---------- TASK MATERIAL

PR #525, opened 2019-12-02
191126 fix slide decoy

zrolfs:
There was an infinite while loop while trying to "slide" a single amino acid variant. I fixed/removed nonsense code. Some try-catches were replaced with more efficient if-else


Test/DatabaseTests/TestProteinReader.cs
```diff
@@ -388,6 +390,10 @@ public static void TestSlideDecoyXML()
                 Assert.AreEqual(ok2[1].BaseSequence[bond.OneBasedBeginPosition - 1], 'C');
                 Assert.AreEqual(ok2[1].BaseSequence[bond.OneBasedEndPosition - 1], 'C');
             }
+
```
rmmiller22: Can you expand on this test to make sure that results of decoy generation are as expected, not just that it does not loop indefinitely.

zrolfs: Good call. Caught some bugs.

UsefulProteomicsDatabases/DecoyProteinGenerator.cs
```diff
@@ -393,6 +360,36 @@ private static List<Protein> GenerateSlideDecoys(List<Protein> proteins, int max
             return decoyProteins;
         }
 
+        private static Dictionary<int, List<Modification>> SlideProteinSequenceWithMods (char[] sequenceArraySlided, char[] sequenceArrayUnslided, bool initiatorMethionine, int numSlides, Protein protein)
```
rmmiller22: Would also be good to have a unit test for slide modifications since there is also not one previously existing.

PR #538, opened 2020-03-20
Fix a bug for ETD fragmentation

lonelu:
Fix a bug for ETD fragmentation. 
Nick found this bug for O-glyco peptide
 "T[O-Glycosylation:H1N1 on T]VYLGAS[O-Glycosylation:H1N1A1 on S]K", 
basicly the zDot8 ion of the peptide contain a glycan, the previous zDot8 ion didn't add the mass of the modification.


trishorts:
is this the sequence that is being checked, including the glycan? i'm looking up fragment masses in protein prospector. 
image

lonelu:
Yes, I also checked at prospector. They don't include zDot8 ion as we did.

PR #540, opened 2020-04-02
return empty data file instead of crashing if there are 0 scans

rmillikin:
https://github.com/smith-chem-wisc/MetaMorpheus/issues/1843

I couldn't unit test the .raw files because I can't create fake files with 0 scans, but I did do that for mzML and mgf


zrolfs:
Is there a reason to throw besides just handling it as a zero scan datafile? It would suck for somebody to be searching 50 files and then 40 files in have a throw.

zrolfs:
If this is related to the low res crashes, I thought those were caused by processing after loading?

rmillikin:
well right now it throws an index out of bounds exception, this is just an improvement of the error message. at some point we could try/catch or check # scans or something downstream but it's a more difficult solution, this one at least provides meaningful feedback

rmillikin:
@lschaffer2 got this message when transferring a file from bison to her computer and it didn't transfer completely or something. so it's probably a super rare problem

zrolfs:
Where does it throw? In MetaMorpheus? I don't love that we throw an error upstream when we can handle it downstream.

rmillikin:
i agree but `Parallel.ForEach(Partitioner.Create(0, msDataScans.Length)` throws an exception and the only way to handle that is to catch the exception. i don't want to catch the exception in MM because it's a generic ArgumentOutOfRangeException which could be thrown from something else

rmillikin:
nvm I think I see what you're saying, instead of throwing an exception it should just return a file with 0 MSDataScan objects. i think that's a better solution than this, you're right. we'd have to handle it in metamorpheus but it would be easier than dealing with an exception

ThermoRawFileReader/ThermoDynamicData.cs
```diff
@@ -76,7 +76,6 @@ private void InitiateDynamicConnection(string filePath)
             }
 
             dynamicConnection.SelectInstrument(Device.MS, 1);
-            GetMsOrdersByScanInDynamicConnection();
```
zrolfs, line 79: ?

rmillikin: GetMsOrdersByScanInDynamicConnection is already called on line 20 when creating a dynamic connection. i just deleted this line because it's a duplicate call and it's useless anyway (the returned data is not saved)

--------------------

• EXERCISE:
Your answer must be every line from the entries that contains the string "static", copied as it stands.

• REPLY TO THE TASK:
@@ -388,6 +390,10 @@ public static void TestSlideDecoyXML()
@@ -393,6 +360,36 @@ private static List<Protein> GenerateSlideDecoys(List<Protein> proteins, int max
+        private static Dictionary<int, List<Modification>> SlideProteinSequenceWithMods (char[] sequenceArraySlided, char[] sequenceArrayUnslided, bool initiatorMethionine, int numSlides, Protein protein)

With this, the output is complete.